Hernandez, an MLB umpire since 1993, claimed he had been discriminated against because he was passed over for crew chief five times between 2011 and 2018, and last umpired a World Series in 2005.

He also said Joe Torre, who was MLB’s chief baseball officer when Hernandez sued in 2017, had a “history of animosity” toward him dating from when the Hall of Famer managed the New York Yankees between 1996 and 2007.

In Tuesday’s decision, the appeals court said that despite a “bottom-line imbalance” between white and minority crew chiefs, Hernandez failed to show a statistically significant disparity in promotion rates.

It also rejected Hernandez’s claim that U.S. District Judge Paul Oetken, whose March 2021 dismissal of the lawsuit was upheld, erred in accepting MLB’s reasons for not promoting the umpire despite alleged evidence that the explanation was pretextual.
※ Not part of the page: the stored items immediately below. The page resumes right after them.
PR #729, opened 2019-10-03
BATCH-2844: Support empty delimiter in DelimitedBuilder of FlatFileItemWriterBuilder

drumonii:
Previously, if supplying an empty delimiter `""`, to the `delimited().delimiter()` of `DelimitedBuilder` from the parent `FlatFileItemWriterBuilder`, it would be ignored and instead use the default delimiter `","`.

### DIFF
--- a/spring-batch-infrastructure/src/main/java/org/springframework/batch/item/file/builder/FlatFileItemWriterBuilder.java
+++ b/spring-batch-infrastructure/src/main/java/org/springframework/batch/item/file/builder/FlatFileItemWriterBuilder.java
@@ -1,5 +1,5 @@
 /*
- * Copyright 2016-2018 the original author or authors.
+ * Copyright 2016-2019 the original author or authors.
  *
  * Licensed under the Apache License, Version 2.0 (the "License");
  * you may not use this file except in compliance with the License.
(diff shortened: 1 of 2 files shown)


spring-batch-infrastructure/src/main/java/org/springframework/batch/item/file/builder/FlatFileItemWriterBuilder.java
```diff
@@ -459,9 +458,7 @@ protected DelimitedBuilder(FlatFileItemWriterBuilder<T> parent) {
 					"A list of field names or a field extractor is required");
 
 			DelimitedLineAggregator<T> delimitedLineAggregator = new DelimitedLineAggregator<>();
-			if (StringUtils.hasLength(this.delimiter)) {
-				delimitedLineAggregator.setDelimiter(this.delimiter);
-			}
+			delimitedLineAggregator.setDelimiter(this.delimiter);
```
benas: We should at least check that `this.delimiter` is not `null` (which was part of `StringUtils.hasLength`). Otherwise the new test `testDelimitedOutputWithEmptyDelimiter ` fails with a NPE in `StringJoiner.java:122` when I pass `null`.

benas:
Rebased and merged. I added the null check. Thank you for the PR!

Among the league’s reasons were a missed home run call in 2013 that Hernandez failed to acknowledge, and what Torre called Hernandez’s “overly confrontational style.”

Oetken said Hernandez did not show he was so much better qualified that discrimination might be inferred when MLB awarded plum assignments to less senior umpires.

Lawyers for Hernandez did not immediately respond to requests for comment. MLB spokesman Michael Teevan declined to comment.

Hernandez has been regarded as among the more controversial MLB umpires, at times drawing scrutiny for apparent missed calls.

In 2020, MLB named Kerwin Danley its first black crew chief and Alfonso Marquez its first Hispanic crew chief born outside the United States. The first Hispanic crew chief was Richie Garcia, who was elevated to that role in 1985.

The case is Hernandez v. Office of the Commissioner of Baseball et al, 2nd U.S. Circuit Court of Appeals, No. 22-343.